Another, minor, source of iron ores are magmatic accumulations in layered intrusions which contain a typically titanium-bearing magnetite often with vanadium. These ores form a niche market, with specialty smelters used to recover the iron, titanium and vanadium. These ores are beneficiated essentially similar to banded iron formation ores, but usually are more easily upgraded via crushing and screening. The typical titanomagnetite concentrate grades 57% Fe, 12% Ti and 0.5% V2O5.
Iron ore market
ver the last 40 years, iron ore prices have been decided in closed-door negotiations between the small handful of miners and steelmakers which dominate both spot and contract markets. Traditionally, the first deal reached between these two groups sets a benchmark to be followed by the rest of the industry.

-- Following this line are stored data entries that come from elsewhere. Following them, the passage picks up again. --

Issue #7109, opened 2022-11-24
coast -Di -A falsely turning whole tiles to water iso land


KristofKoch:
**Description of the problem**
When using `coast -Di -A` with `-A` in the range of 2460 – 6920 inclusive, some tiles west of Hudson Bay in Canada (around N60° W102°) get turned into “water” instead of “land”. 

**Full script that generated the error**

```
gmt begin globe_Di_A2460 png
  # First occurrence at -A2460
  gmt coast -Rg -JG-102/60/10c -Di -A2460 -Gblack -Sgrey95

  # Last occurrence at -A6920
  # gmt coast -Rg -JG-102/60/10c -Di -A6920 -Gblack -Sgrey95
gmt end show
```

**Actual outcome**

First occurrence at `-Di -A2460`:
![2460](https://forum.generic-mapping-tools.org/uploads/default/original/2X/1/12c2caea4a6e61835a56a23523c19d226e282c91.png)

Last occurrence at `-Di -A6920`:
![6920](https://forum.generic-mapping-tools.org/uploads/default/original/2X/1/14bcc34c4e5416237879572c1eae9d1a437bd85a.png)

**Expected outcome**

Have those tiles show as “land” instead of “water”. 

**System information**

* Operating system: macOS 13.0.1
* GMT version (`gmt --version`): 6.2.0_a70eacd_2021.05.18
* GSHHG version 2.3.7

KristofKoch:
Fixed in #7121

Issue #1295, opened 2019-08-02
pscoast -G fill missing slice in Antarctica


btozer:
**Description of the problem**

Hey @PaulWessel  As mentioned earlier in the week - Here is a reproduction of the fill slice missing in Antarctica.

**Full script that generated the error**

gmt pscoast -Rg -JG176/-41/10c -Ggrey -Wblack -Bg45 -Dl -A8000  -Xc -Yc -P 
![globe](https://user-images.githubusercontent.com/8233693/62403434-f20dc080-b541-11e9-8fde-fc9fc03de459.png)

> globe.ps

**Full error message**

A slice is not filled by -G flag fill color in Antarctica.

**System information**

* Operating system: MacOs Mojave 10.14.5
* Version of GMT: 5.4.5

seisman:
Just tried the same command with gmt 6.1.0_22d70a8_2019.08.01. It's even worse.

Note there are some white lines in this plot.
![image](https://user-images.githubusercontent.com/3974108/62407361-1ed6cd80-b56c-11e9-9378-4eeb63b2fa48.png)

btozer:
The white lines are also in the 5.4.5 version, it's just they can't be seen at the scale of the plot.

PaulWessel:
The missing pieces is clearly a bug, but the thin lines might be result of aliasing in gs.

PaulWessel:
I have not figured out why it happens, but it is related to the -A8000 option.  Selecting a smaller value, e.g. -A7000 works.  So the workaround is to reduce the minimum area cutoff.

PaulWessel:
Keep having to rediscover which bin is failing... For the record (in case not solving it this weekend), one bin that is failing to appear is number 641 (selected as only bin via debug **-+**_bin_ option), but see **-A** discussion above.  Here is the failing example:

`gmt pscoast -Rg -JG176/-41/18c -Gred -Wblack -Bg30 -Dl -A8000  -+641 > t.ps
`

![t](https://user-images.githubusercontent.com/26473567/65378836-1e001500-dc5a-11e9-8c83-78cf84749143.png)

PaulWessel:
[...]

PR #7121, opened 2022-11-27
Attempt to fix coast holes in Canada for some -A settings

PaulWessel:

This benchmark system has however in recent years begun to break down, with participants along both demand and supply chains calling for a shift to short term pricing. Given that most other commodities already have a mature market-based pricing system, it is natural for iron ore to follow suit. To answer increasing market demands for more transparent pricing, a number of financial exchanges and/or clearing houses around the world have offered iron ore swaps clearing. The CME group, SGX (Singapore Exchange), London Clearing House (LCH.Clearnet), NOS Group and ICEX (Indian Commodities Exchange) all offer cleared swaps based on The Steel Index's (TSI) iron ore transaction data. The CME also offers a Platts based swap, in addition to their TSI swap clearing. The ICE (Intercontinental Exchange) offers a Platts based swap clearing service also. The swaps market has grown quickly, with liquidity clustering around TSI's pricing. By April 2011, over US$5.5 billion dollars worth of iron ore swaps have been cleared basis TSI prices. By August 2012, in excess of one million tonnes of swaps trading per day was taking place regularly, basis TSI.
A relatively new development has also been the introduction of iron ore options, in addition to swaps. The CME group has been the venue most utilised for clearing of options written against TSI, with open interest at over 12,000 lots in August 2012.
Singapore Mercantile Exchange (SMX) has launched the world first global iron ore futures contract, based on the Metal Bulletin Iron Ore Index (MBIOI) which utilizes daily price data from a broad spectrum of industry participants and independent Chinese steel consultancy and data provider Shanghai Steelhome's widespread contact base of steel producers and iron ore traders across China. The futures contract has seen monthly volumes over 1.5 million tons after eight months of trading.
This move follows a switch to index-based quarterly pricing by the world's three largest iron ore miners - Vale, Rio Tinto and BHP Billiton - in early 2010, breaking a 40-year tradition of benchmark annual pricing.
We have seen large price decreases and increases in the last two years which has had large impacts on the Iron Ore market worldwide and prices, especially in China.